When I was in college, working my ass off on my undergraduate degrees, I’d often talk about hitting “the wall.” It was when I’d be working really hard on my flute, and suddenly out of nowhere, forward progress came to a screeching halt. In my mind I saw it as a large brick wall, red, towering directly in front of me, blocking out the sky and sun and pretty much everything in sight. It was the only thing visible, and it was intimidating. The only way around it was over, hand over hand, brick by brick. It was slow, hard, slogging work, but once on the other side everything was easier. My flute playing would be several times better, I’d pick up new techniques more quickly and easily, and basically it felt as though a life-sucking weight had been lifted. I hit the wall many, many times back then, and every time I made it over to the other side.

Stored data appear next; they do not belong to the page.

PR #1124, opened 2021-08-15
Add finder history/bookmarks

luukvbaal:
Modify finder plugin to record find commands in a history file and allow user to enter these by index.
Semi-solution to ToDo item "support applying filter by key (like bookmarks/plugins)".

### DIFF
--- a/plugins/finder
+++ b/plugins/finder
@@ -1,28 +1,90 @@
-#!/usr/bin/env sh
+#!/usr/bin/env bash
 
 # Description: Run custom search and list results in smart context
 #
-# Note: To enable multi select in fzf, export the following:
-#       - export FZF_DEFAULT_OPTS='--bind ctrl-a:select-all,ctrl-d:deselect-all,ctrl-t:toggle'
+# Usage:
+#   Run plugin and enter e.g. "-size +10M" to list files in current
+#   directory larger than 10M. By default entered expressions are
+#   interpreted as arguments to find. Results have to be NUL
+#   terminated which is done by default for find. Alternatively one
+#   can prepend a '$' to run a custom search program such as fd or
+#   ripgrep. Entered expressions will be saved in history file to
+#   be listed as bookmarks and and can be entered by index and edited.
 #
-# Shell: POSIX compliant
-# Author: Arun Prakash Jana
+# Shell: Bash
+# Author: Arun Prakash Jana, Luuk van Baal
+TMPDIR="${TMPDIR:-/tmp}"
+HISTFILE="${XDG_CONFIG_HOME:-$HOME/.config}/nnn/finderbms"
+HISTLEN=10000
 
-. "$(dirname "$0")"/.nnn-plugin-helper
+printexamples() {
+    printf ". -maxdepth 1 -name pattern
+. -maxdepth 1 -size +100M
+\$fd pattern -0
+\$fd -d 2 -S +100M -0
+\$grep -rlZ pattern
+\$rg -l0 pattern
+\$fzf -m | tr '\\\n' '\\\0'\n"
+}
 
-printf "Examples:\n"
-printf "  find . -name \"pattern*\" -print0\n"
-printf "  fd pattern -0\n"
-printf "  find -maxdepth 1 -size +100M -print0\n"
-printf "  fd -d 2 -S +100M -0\n"
-printf "  grep -rlZ pattern\n"
-printf "  rg -l0 pattern\n"
-printf "  fzf -m | tr %s %s\n\n" "'\n'" "'\0'"
+printexprs() {
+    for i in "${!fexprs[@]}"; do
+        printf '%s\t%s\n' "$((i + 1))" "${fexprs[$i]}"
+    done
+}
 
-printf "cmd: "
-read -r cmd
+mapexpr() {
+    if [ "$fexpr" -eq "$fexpr" ] 2>/dev/null; then
+        fexpr=${fexprs[$((fexpr - 1))]}
+        read -r -e -p "Search expression: " -i "$fexpr" fexpr
+    fi
+}
 
-if [ -n "$cmd" ]; then
-    printf "%s" "+l" > "$NNN_PIPE"
-    eval "$cmd" > "$NNN_PIPE"
+readexpr() {
+    case "$fexpr" in
+        [1-9]|10)
+             mapexpr
+             readexpr ;;
+        h)   clear
+             printf "Examples:\n"
+             mapfile -t fexprs < <(printexamples)
+             printexprs
+             read -r -p "Search expression or index: " fexpr
+             mapexpr
+             readexpr ;;
+        \$*) cmd="${fexpr:1}" ;;
+        *)   cmd="find $fexpr -print0" ;;
+    esac
+}
+
+clear
+[ -f "$HISTFILE" ] || printexamples > "$HISTFILE"
+
+mapfile -t fexprs < <(sort "$HISTFILE" | uniq -c | sort -nr | head -n5 |\
+  awk '{for (i=2; i<NF; i++) printf $i " "; print $NF}')
+printf "Most used earch expressions:\n"
+printexprs
+i=$((i + 1))
+
+mapfile -t -O"$i" fexprs < <(tail -n20 "$HISTFILE" | tac | uniq | head -n5)
+printf "Most recently used search expressions:\n"
+for ((j = i; j < ${#fexprs[@]}; j++)); do
+    printf '%s\t%s\n' "$((j + 1))" "${fexprs[$j]}"
+done
+read -r -p "Search expression or index (h for help): " fexpr
+
+mapexpr
+
+if [ -n "$fexpr" ]; then
+    printf "+l" > "$NNN_PIPE"
+    while :; do
+        readexpr
+        eval "$cmd" > "$NNN_PIPE" && break
+        read -r -e -p "Search expression: " -i "$fexpr" fexpr
+    done
+    if [ -n "$fexpr" ]; then
+        tail -n"$HISTLEN" "$HISTFILE" > "$TMPDIR/finderbms"
+        printf "%s\n" "$fexpr" >> "$TMPDIR/finderbms"
+        mv "$TMPDIR/finderbms" "$HISTFILE"
+    fi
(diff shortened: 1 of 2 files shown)


plugins/finder
```diff
@@ -1,28 +1,60 @@
...
+#   a '$' to run a custom search program such as fd or ripgrep.
+#   Entered expressions will be saved in history file to be listed
+#   as bookmarks and and can be entered by index and edited.
 #
-# Shell: POSIX compliant
-# Author: Arun Prakash Jana
+# Shell: Bash
+# Author: Luuk van Baal
+TMPDIR="${TMPDIR:-/tmp}"
+HISTFILE="${XDG_CONFIG_HOME:-$HOME/.config}/nnn/finderbms"
```
jarun, line 16: Please document very clearly that this plugin stores search history.

In the README as well.

jarun (changes requested):

plugins/finder
```diff
@@ -1,28 +1,60 @@
-#!/usr/bin/env sh
+#!/usr/bin/env bash
 
 # Description: Run custom search and list results in smart context
 #
-# Note: To enable multi select in fzf, export the following:
-#       - export FZF_DEFAULT_OPTS='--bind ctrl-a:select-all,ctrl-d:deselect-all,ctrl-t:toggle'
+# Usage:
+#   Run plugin and enter i.e. "-size +10M" to list files in current
```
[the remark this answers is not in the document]
luukvbaal: Added the note

plugins/finder
```diff
@@ -1,28 +1,60 @@
...
+# Shell: Bash
+# Author: Luuk van Baal
+TMPDIR="${TMPDIR:-/tmp}"
+HISTFILE="${XDG_CONFIG_HOME:-$HOME/.config}/nnn/finderbms"
+HISTLEN=10000
 
-. "$(dirname "$0")"/.nnn-plugin-helper
+clear
 
-printf "Examples:\n"
```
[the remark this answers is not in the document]
luukvbaal: These queries are now added to the history file for the initial list when ran the first time and can be displayed by pressing <kbd>h</kbd>.

plugins/finder
```diff
@@ -1,28 +1,90 @@
-#!/usr/bin/env sh
+#!/usr/bin/env bash
 
 # Description: Run custom search and list results in smart context
 #
-# Note: To enable multi select in fzf, export the following:
-#       - export FZF_DEFAULT_OPTS='--bind ctrl-a:select-all,ctrl-d:deselect-all,ctrl-t:toggle'
+# Usage:
+#   Run plugin and enter e.g. "-size +10M" to list files in current
```
jarun, line 6: This should be `-size +10M -print0` as the plugin is not adding it.

luukvbaal: It is, see https://github.com/jarun/nnn/pull/1124/files#diff-68fd6d7776c348e7e02e85cd49e9903e4d4fc5d24a9e83a91c342906dd302066R56

jarun: In this comment also we should add `-print0`. The reason is - running just `-size +10M` wouldn't list anything as the results are not NUL-terminated.

jarun: OK. I see we add it automatically for `find`.

jarun:
Thank you!

plugins/finder
luukvbaal: Entering `-size +10M` in the plugin will run `find -size +10M -print0".
Adding `-print0` to the comment will instruct the user to type a redundant `-print0`, not sure I agree.

luukvbaal:
Is it worth it to just use `tr` to NUL-separate to allow easier expressions for all programs??
Potential problem is filenames containing newlines but this is already not considered for the `fzf` example.
```diff
@@ -18,13 +17,13 @@ HISTFILE="${XDG_CONFIG_HOME:-$HOME/.config}/nnn/finderbms"
 HISTLEN=10000

 printexamples() {
-    printf ". -maxdepth 1 -name pattern
-. -maxdepth 1 -size +100M
-\$fd pattern -0
-\$fd -d 2 -S +100M -0
-\$grep -rlZ pattern
-\$rg -l0 pattern
-\$fzf -m | tr '\\\n' '\\\0'\n"
+    printf "-maxdepth 1 -name pattern
+-maxdepth 1 -size +100M
+\$fd pattern
+\$fd -d 2 -S +100M
+\$grep -rl pattern
+\$rg -l pattern
+\$fzf -m"
 }

 printexprs() {
@@ -53,7 +52,7 @@ readexpr() {
              mapexpr
              readexpr ;;
         \$*) cmd="${fexpr:1}" ;;
-        *)   cmd="find $fexpr -print0" ;;
+        *)   cmd="find $fexpr" ;;
     esac
 }

@@ -79,7 +78,7 @@ if [ -n "$fexpr" ]; then
     printf "+l" > "$NNN_PIPE"
     while :; do
         readexpr
-        eval "$cmd" > "$NNN_PIPE" && break
+        eval "$cmd | tr '\n' '\0'" > "$NNN_PIPE" && break
         read -r -e -p "Search expression: " -i "$fexpr" fexpr
     done
     if [ -n "$fexpr" ]; then
```

jarun:
I would say we skip the extra processing. We are already showing examples.

One issue I see is - we are adding duplicate entries. maybe we should not add the command to history if the last executed command from history matches.

luukvbaal:
We have to add duplicate entries if we want to keep the most used expression list accurate.

Alternatively we could drop the most used list and provide an actual user defined bookmarks list instead.

jarun:
> We have to add duplicate entries if we want to keep the most used expression list accurate.

Just compare with the last entry and skip adding if it's the same.

luukvbaal:
Yeah like I said if you skip recording entries that would make the most used list inaccurate.
What are you saving by doing that? A few bytes.
I could see it make sense if you drop the most used list in favor of static bookmarks but otherwise I'm not sure its worth it.

luukvbaal:
>  I would say we skip the extra processing. We are already showing examples.

Doubt the the extra processing is noticeable or even measurable, why not make it more user friendly?

jarun:
> What are you saving by doing that? A few bytes.

Not that. After a while, in the suggestions I see only 1 entry because everything towards the end in history is the same.

Please make the change.

luukvbaal:
> Not that. After a while, in the suggestions I see only 1 entry because everything towards the end in history is the same.

Yeah that is worth fixing but is not fixed by only comparing the most recent entry.
Identical adjacent entries are already filtered out of the list by `uniq`:
`tail -n20 "$HISTFILE" | tac | uniq | head -n5`

I'll see if an elegant solution exists for not having duplicate entries show up in the list of 5.

jarun:
In the examples screen, if I press `Enter`, a search is issued which lists everything. If there's not expression, search should not be issued.

luukvbaal:
`tail -n20 "$HISTFILE" | tac | awk '!a[$0]++' | head -n5` works.

> > I would say we skip the extra processing. We are already showing examples.
> 
> Doubt the the extra processing is noticeable or even measurable, why not make it more user friendly?

Do you still disagree on this?

jarun:
Don't know.

@KlzXS what do you think?

luukvbaal:
> In the examples screen, if I press `Enter`, a search is issued which lists everything. If there's not expression, search should not be issued.

Missed this, I'll check.

KlzXS:
> `tail -n20 "$HISTFILE" | tac | uniq | head -n5`

Still if at the end of the file there is more that 16 (= 20 - 4) of the same entry less than 5 lines will be printed.
I think that could be eliminated by using `uniq "$HISTFILE"  | tac | head -n5`. I wrote that on the spot, try it out.

Maybe `tac "$HISTFILE" | uniq | head -n5` is a more efficient pipeline. Doubt that it matters.

> `awk '!a[$0]++'`

Now I'm not that good with awk, but isn't this just uniq implemented in awk?

KlzXS:
Also isn't `$HISTFILE` the variable that stores the bash command history file? We can't use that.

luukvbaal:
> I think that could be eliminated by using `uniq "$HISTFILE" | tac | head -n5`. I wrote that on the spot, try it out.

`uniq` only filters out adjacent identical entries, this would still show for example alternating entries.

`awk '!a[$0]++'` doesn't print duplicate lines by keeping track of lines in a associative array.

> Still if at the end of the file there is more that 16 (= 20 - 4) of the same entry less than 5 lines will be printed. 

If this is seen as a problem (the script doesn't break when less than 5 entries are shown) we can increase the size of the history checked (e.g. `tail -n100`) or indeed improve it by throwing in a `uniq`.

luukvbaal:
> Also isn't `$HISTFILE` the variable that stores the bash command history file? We can't use that.
> You do override it. You decide.

It is indeed overridden, however we could use e.g. `NNN_FINDHIST` and `NNN_FINDHISTLEN` for those who want to set alternative values in their profile.

luukvbaal:
> I would say we skip the extra processing. We are already showing examples.

> > Doubt the the extra processing is noticeable or even measurable, why not make it more user friendly?

@KlzXS thoughts on using `tr '\n' '\0'` globally on the search commands instead of their respective program options (`find -print0, fd -0, grep -Z`)?

KlzXS:
> for example alternating entries.

Right! In that case I think ` tac "$HISTFILE" |  awk '!a[$0]++' | head -n5` would do it. You could limit the number of lines read with `tail`, but then you run the risk of not printing 5 entries and I think you should. Even 10000 lines is not that much to process, it shouldn't be slow.

As for NULL terminating gloablly I'm indifferent. I took a look at how `tr` is used across the project. 90% of the usage is translating the selection file from '\0' to `'\n`' . The only translations that go the other way is when we have output from `sed`. IIRC that is because POSIX sed doesn't have the flag for printing NULL seperated entries. Maybe some other program in another place. In general we don't do that it seems.

jarun:
How do I use pipes? I want to run something like:

    eval find | sort | uniq

0xACE:
@jarun why eval? just `find -iname "*.mp4" | sort | uniq`, or what are you referring to something else? We can chat live via gitter if you prefer.

jarun:
OK. I need to use `$find | uniq | tr '\n' '\0'`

I’ve hit the wall. And it ain’t concerning my flute.
This wall is, again, towering directly in front of me, blocking out the sky and sun and pretty much everything in sight. But there’s a difference this time. It’s grey steel, rivets where they join together. Cold. Featureless. No handholds visible. And it mocks my attempts to scale it. I know the only way around this damned wall is over, and that the relief on the other side is just delicious, but the mere thought of trying to get over it hurts my brain.
My brain is so fried this morning that thinking is almost more than I can take. Even brain-dead level thinking. Blankly staring out the window at the kidlets at recess is about the level it can handle. It’s not the list of things that needs to get done today, it’s not the wait for a buyer, it’s not that spring break is finally over THANK GOD, it’s not really anything in particular. It’s just The Wall. Appearing out of nowhere, bringing momentum and motivation to a screeching halt.
Just need to find a way over. Somehow.